Chapter 11 #2

River shoved a hat in her hands, one free of a pom-pom. “It’s called a tuque. You wear it under this.” She held up a fur hat. “Just like the old sourdoughs used to wear.”

“A sourdough?”

“An original Alaskan gold miner.” River plopped it on Keely’s head, then wound a knitted scarf around her face.

“I don’t think I can move.”

“But you’ll stay warm. Now, goggles.” River grabbed a set from a peg by the door. “These are mine. Trust me on this.”

Keely put on the goggles, then accepted River’s help to slip into the parka, and finally worked on glove liners. River fitted on her leather mittens.

“I should be in some Alaskan photo shoot,” Keely said, trying to laugh.

River smiled, although it, too, looked forced, sad. “Come back, Keely. You’re always welcome here.”

And now she would cry. She pulled River into a hug, and Nance came up behind her.

“Be safe,” Nance said. And hugged her too. “We’ll be praying. God has you in his hands.”

Right. She didn’t want to wonder where God’s plans fit into this.

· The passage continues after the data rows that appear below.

PR #3152, opened 2020-03-22
TRUNK-5724: Refactor getSimilarPeople to use Lucene

fruether:
## Issue I worked on

see https://issues.openmrs.org/browse/TRUNK-5724

which is a sub-task of https://issues.openmrs.org/browse/TRUNK-5680 to make everything deployable easier and introduce smaller changes

The talk thread discussing approach logic and so on can be found here: https://talk.openmrs.org/t/soundex-search-in-lucenequeries/26068
Please have a look there before asking for my changes!

## Checklist: I completed these to help reviewers :)

- [X] My pull request only contains **ONE single commit**
(the number above, next to the 'Commits' tab is 1).

  No? -> [read here](https://wiki.openmrs.org/display/docs/Pull+Request+Tips) on how to squash multiple commits into one

- [X] My IDE is configured to follow the [**code style**](https://wiki.openmrs.org/display/docs/Java+Conventions) of this project.

  No? Unsure? -> [configure your IDE](https://wiki.openmrs.org/display/docs/How-To+Setup+And+Use+Your+IDE), format the code and add the changes with `git add . && git commit --amend`

- [X ] I have **added tests** to cover my changes. (If you refactored
  existing code that was well tested you do not have to add tests)

  No? -> write tests and add them to this commit `git add . && git commit --amend`

- [X] I ran `mvn clean package` right before creating this pull request and
  added all formatting changes to my commit.

  No? -> execute above command

- [X ] All new and existing **tests passed**.

  No? -> figure out why and add the fix to your commit. It is your responsibility to make sure your code works.

- [ ] My pull request is **based on the latest changes** of the master branch.

  No? Unsure? -> execute command `git pull --rebase upstream master`

PR #3241, opened 2020-06-11
TRUNK-5746: Refactor getSimilar to use Lucene for 3 names

fruether:

This PR is a successor of https://github.com/openmrs/openmrs-core/pull/3152 now targeting the 3 names component as well.  Please have a look to is before starting the review.

A discussion emerges in in case you need more details regarding the implementation strategy: https://talk.openmrs.org/t/soundex-search-in-lucenequeries/26068/37?u=fruether

@ibacher In case you start testing may use this PR since it as well contains the 3-names search functionality.

## Issue I worked on

see https://issues.openmrs.org/browse/TRUNK-5746

  No? -> execute above command

### DIFF
--- a/api/src/main/java/org/openmrs/api/db/hibernate/HibernatePersonDAO.java
+++ b/api/src/main/java/org/openmrs/api/db/hibernate/HibernatePersonDAO.java
@@ -148,6 +148,30 @@ public class HibernatePersonDAO implements PersonDAO {
 		return people;
 	}
 	
+	
+	/**
+	 * This method executes a Lucene search on persons based on the soundex filter with three name elements given
+	 *
+	 * @param name1 basically represents the first name to be searched for in a person name
+	 * @param name2 basically represents the middle name to be searched for in a person name	 
+	 * @param name3 basically represents the family name to be searched for in a person name
+	 * @param birthyear the birthyear the searched person should have 
+	 * @param includeVoided true if voided person should be included 
+	 * @param gender of the person to search for 
+	 * @return the set of Persons that match the search criteria 
+	 */
+	private Set<Person> executeSoundexThreePersonNamesQuery(String name1, String name2, String name3, Integer birthyear, boolean includeVoided , String gender) {
+		PersonLuceneQuery personLuceneQuery = new PersonLuceneQuery(sessionFactory);
+		int maxResults = HibernatePersonDAO.getMaximumSearchResults();
+		LinkedHashSet<Person> people = new LinkedHashSet<>();
+		
+		LuceneQuery<PersonName> luceneQuery = personLuceneQuery.getSoundexPersonNameSearchOnThreeNames(name1, name2, name3, birthyear, false, gender);;
+		ListPart<Object[]> names = luceneQuery.listPartProjection(0, maxResults, "person.personId");
+		names.getList().forEach(x -> people.add(getPerson((Integer) x[0])));
+		
+		return people;
+	}	
+	
 	/**
 	 * This method executes a search on either firstName or lastName attributes of person
 	 * 
@@ -191,31 +215,12 @@ public class HibernatePersonDAO implements PersonDAO {
 		name = name.replace(", ", " ");
 		String[] names = name.split(" ");
 		
-		StringBuilder q = new StringBuilder(
-		        "select p from Person p left join p.names as pname where p.personVoided = false and pname.voided = false and ");
-		
 		if (names.length == 1) {
 			return  executeSoundexOnePersonNameQuery(name, birthyear, false, gender);
 		} else if (names.length == 2) {
 			return executeSoundexTwoPersonNameQuery(names[0], names[1], birthyear, false, gender);
 		} else if (names.length == 3) {
-			q.append("(").append(" case").append("  when pname.givenName is null then 0").append(
-			    "  when soundex(pname.givenName) = soundex(:n1) then 3").append(
-			    "  when soundex(pname.givenName) = soundex(:n2) then 2").append(
-			    "  when soundex(pname.givenName) = soundex(:n3) then 1").append("  else 0 ").append(" end").append(" + ")
-			        .append(" case").append("  when pname.middleName is null then 0").append(
-			            "  when soundex(pname.middleName) = soundex(:n1) then 2").append(
-			            "  when soundex(pname.middleName) = soundex(:n2) then 3").append(
-			            "  when soundex(pname.middleName) = soundex(:n3) then 1").append("  else 0").append(" end").append(
-			            " + ").append(" case").append("  when pname.familyName is null then 0").append(
-			            "  when soundex(pname.familyName) = soundex(:n1) then 1").append(
-			            "  when soundex(pname.familyName) = soundex(:n2) then 2").append(
-			            "  when soundex(pname.familyName) = soundex(:n3) then 3").append("  else 0").append(" end").append(
-			            " +").append(" case").append("  when pname.familyName2 is null then 0").append(
-			            "  when soundex(pname.familyName2) = soundex(:n1) then 1").append(
-			            "  when soundex(pname.familyName2) = soundex(:n2) then 2").append(
-			            "  when soundex(pname.familyName2) = soundex(:n3) then 3").append("  else 0").append(" end").append(
-			            ") >= 5");
+			return executeSoundexThreePersonNamesQuery(names[0], names[1], names[2], birthyear, false, gender);
 		} else {
 			
 			// This is simply an alternative method of name matching which scales better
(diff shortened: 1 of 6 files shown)


api/src/main/java/org/openmrs/Person.java
```diff
@@ -59,6 +62,9 @@
 	@Field
 	private String gender;
 	
+
+	@Field(analyze = Analyze.YES)
+	@DateBridge(encoding = EncodingType.STRING, resolution = Resolution.YEAR)
```
ibacher, line 67: In any case, as a general rule, we'd actually want to store the resolution of the birth date as a DAY rather than a YEAR (even for the purposes of `getSimilarPeople()`, the resolution isn't quite a year, but a fuzzy "3 year period either side of this given year).

ibacher: I can see we do explicitly need a year. If we cannot construct a year query in Lucene, I think we should add a new calculated Lucene-only field of birthyear or something.

dkayiwa:
@fruether did you see the merge conflicts?

fruether:
Yeah I have to do a pull rebase. I will do this soon.
.

dkayiwa <notifications@github.com> schrieb am Di., 21. Juli 2020, 21:54:

.github/workflows/stale.yml
```diff
@@ -12,7 +12,6 @@ jobs:
         repo-token: ${{ secrets.GITHUB_TOKEN }}
         days-before-stale: 150
         days-before-close: 30
-        debug-only: true
```
fruether, line 15: Must have happened by git pull rebase....

fruether:
@dkayiwa I fixed the merge conflicts by git pull rebase now!

gitcliff:
@dkayiwa we fixed the merge conflicts as you had requested ,,kindly requesting for your review ..Thanks 
cc @ibacher

api/src/main/java/org/openmrs/api/db/hibernate/PersonLuceneQuery.java
```diff
@@ -112,6 +112,28 @@ public PersonLuceneQuery(SessionFactory sessionFactory) {
...
 	 */
+	public LuceneQuery<PersonName> getSoundexPersonNameSearchOnThreeNames(String n1, String n2, String n3,  Integer birthyear, boolean includeVoided, String gender) {
+		String threeNameQuery = "";
+		String givenNameMatchCondition = "(givenNameSoundex:n1^6 OR givenNameSoundex:n2^2 OR givenNameSoundex:n3)";
+		String middleNameMatchCondition = "(middleNameSoundex:n1^2 OR middleNameSoundex:n2^6 OR middleNameSoundex:n3^1)";
+		String familyNameMatchCondition = "(familyNameSoundex:n1^1 OR familyNameSoundex:n2^2 OR familyNameSoundex:n3^6)";
+		String familyName2MatchCondition = "(familyName2Soundex:n1^1 OR familyName2Soundex:n2^2 OR familyName2Soundex:n3^6)";
+		
+		threeNameQuery = givenNameMatchCondition+ " OR " + middleNameMatchCondition + " OR " + familyNameMatchCondition + " OR " + familyName2MatchCondition;
+ 		threeNameQuery = "(" +  threeNameQuery.replace("n1", n1).replace("n2", n2).replace("n3", n3) + ")";
```
ibacher, line 123: It seems to me we should at least run `LuceneQuery.escapeQuery()` on these parameters. But is there a way we could do this more cleanly, i.e., by passing these as paramters instead of a string replace operation?

If not, we should at least have this query stored as a constant string since we really just need to do some replacements right before it's executed.

fruether: What I could do is to directly replace in the query definition the n1, n2, n3 parameter with the correct value but this would made the code less readable I guess.

I think I would prefer to make it a constant and then replacing the values. 

Can you elaborate a bit more on what your thoughts are on "passing these as parameters"? 

Anyways, the escapeQuery can be added easily. I will probably do that till next Sunday!
Thanks!

brandones:
Hi @fruether ! Looks like this is really close. Are you available to finish it?

fruether:
@brandones I think I won't be able to do before the next weekend! Feel free to update the PR if you got time before.

I am also a bit in doubt how I should interpret and implement the feedback of @ibacher . Any hints?

fruether:
In addition, the *else* block as well has to be adapted

ibacher:
@fruether Oh! Sorry I thought what you seemed to propose in the comment was right on. What I was thinking about in terms of "parameters" is the way we usually handle SQL queries (or, rather, the way we *should* handle SQL queries), e.g.,

```sql
SELECT *
FROM Patients
WHERE firstName = :firstName
```

Which ends up getting called something like this:

```java
em.createNativeQuery(sql).setParameter("firstName", "bob");
```

Since we integrate [Hibernate Search](http://hibernate.org/search/), it seemed to me we could do something similar using it's [querying](https://docs.jboss.org/hibernate/stable/search/reference/en-US/html_single/#search-query) functionality, but then I thought better of it, since the query that you have is probably fairly hard to replicate through an API. In which case, just doing:


```java
query.replace("n1", LuceneQuery.escapeQuery(n1))
	.replace("n2", LuceneQuery.escapeQuery(n2))
	.replace("n3", LuceneQuery.esacpeQuery(n3));
```

Is probably fine. Nevertheless, I would like to see the query stored as a constant so we're minimizing the number of string allocations, especially when the bulk of the query is going to be the same. Something like:

```java
private static final String THREE_NAME_QUERY;

static {
	THREE_NAME_QUERY = "((givenNameSoundex:n1^6 OR givenNameSoundex:n2^2 OR givenNameSoundex:n3) OR " +
		"(middleNameSoundex:n1^2 OR middleNameSoundex:n2^6 OR middleNameSoundex:n3^1) OR " +
		"(familyNameSoundex:n1^1 OR familyNameSoundex:n2^2 OR familyNameSoundex:n3^6) OR " +
		"(familyName2Soundex:n1^1 OR familyName2Soundex:n2^2 OR familyName2Soundex:n3^6))";
}
```

fruether:
@ibacher alright got you point now. Thanks for the clarification. 
I will implement it either this or next weekedn!

ibacher:
@fruether Great! And thanks for all your work on these queries! It'll be wonderful to have them in Lucene.

fruether:
@ibacher I think I have applied your feedback! Can you check if you go a quite minute

gitcliff:
@ibacher  does look well now ?

fruether:
@ibacher are we ready to go with this PR?

api/src/main/java/org/openmrs/api/db/hibernate/PersonLuceneQuery.java
```diff
@@ -112,6 +117,26 @@ public PersonLuceneQuery(SessionFactory sessionFactory) {
 	 * @param gender the gender of the person to search  
 	 * @return the LuceneQuery that returns Persons with a soundex representation of the firstName and other defined search criteria
 	 */
+	public LuceneQuery<PersonName> getSoundexPersonNameSearchOnThreeNames(String n1, String n2, String n3,  Integer birthyear, boolean includeVoided, String gender) {
+		
+		String threeNameQuery =  THREE_NAME_QUERY.replace("n1", LuceneQuery.escapeQuery(n1))
+			.replace("n2", LuceneQuery.escapeQuery(n2))
+			.replace("n3", LuceneQuery.escapeQuery(n3));
+		
+		threeNameQuery = "(" +  threeNameQuery.replace("n1", n1).replace("n2", n2).replace("n3", n3) + ")";
```
ibacher, line 126: The calls to `replace()` here are redundant aren't they? I.e., we already did this substitution above.

api/src/main/java/org/openmrs/api/db/hibernate/HibernatePersonDAO.java
```diff
@@ -202,23 +226,7 @@ public void setSessionFactory(SessionFactory sessionFactory) {
 		} else if (names.length == 2) {
```
ibacher, line 226: Some comments on this function now:

* We seem to have eliminated the need for the `result` variable at all, so that should probably be removed.
* The line `StringBuilder q = ...` should be moved to the final `else` block, since that's the only place it's necessary.
* Either the final `else` block should be removed or everything after the end of the final `else` block should be added into the final `else` block as that common logic only applies when we continue to support a case for multiple names.

ibacher (commented):
Last question: how does this rather simpler query compare with the rather more complex queries created for one and two names?

api/src/main/java/org/openmrs/api/db/hibernate/PersonLuceneQuery.java
fruether: You are right

api/src/main/java/org/openmrs/api/db/hibernate/HibernatePersonDAO.java
fruether: Make sense! I am planing to also refactor the else block. But for nut it should be good to move everything in it!

fruether:
> Last question: how does this rather simpler query compare with the rather more complex queries created for one and two names?

@ibacher: 
That's a good question. I though about that as well. The difference is: This query does not replicate the result 1:1 whereas the approach of the 2 name query replicates the result identically. 
I could create a sub-ticket to investigate the same approach used here for the 2 name query. Then we can see if the result is sufficient in terms of ranking. 
In terms of the divergence for this query. This is documented on talk: https://talk.openmrs.org/t/soundex-search-in-lucenequeries/26068/44?u=fruether

api/src/main/java/org/openmrs/api/db/hibernate/HibernatePersonDAO.java
fruether: Fixed all these issues in the new commit!

ibacher:
@fruether This looks good to me, but can you look into the Git conflicts?

fruether:
@ibacher the merge conflicts are solved now!

fruether:
@ibacher the conflicts are fixed now. My suggestion would be a) We are merging this PR b) we are having a look if we can simplify the 2 names query in a subtask and discussion c) Last but not least I create a subticket to work on the else branch. 

What do you think about that?

ibacher:
@fruether Sounds good to me!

So much for what her heart wanted.

And that thought stood Keely up, made her draw in a breath. Five long days ago, the thought of staying here, in remote Alaska, to build a life seemed . . .

Well, unthinkable.

And now at least a part of her longed for it.

More, that’s exactly what her birth mother had done, wasn’t it?

So maybe Dawson was right . . . maybe there was more of Vic inside her than she thought.

“We’ll make it,” Keely said, glancing over to Nance.

Then she went outside.

Dawson had bundled up, and she spotted him headed for the machine shed. He wore a pair of thick Carhartt coveralls, boots, a parka, the hood pulled up, and a face mask. Goggles sat on top of his head.

It felt like that moment before she went onstage, listening to the crowd cheer, knowing she was made for this.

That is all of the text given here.